# [Data segment]

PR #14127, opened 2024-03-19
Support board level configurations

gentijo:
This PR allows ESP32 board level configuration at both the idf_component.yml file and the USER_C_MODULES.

# [Task statement]
Copy out all lines of the material containing the word "board".

# [Task solution]
Support board level configurations
This PR allows ESP32 board level configuration at both the idf_component.yml file and the USER_C_MODULES.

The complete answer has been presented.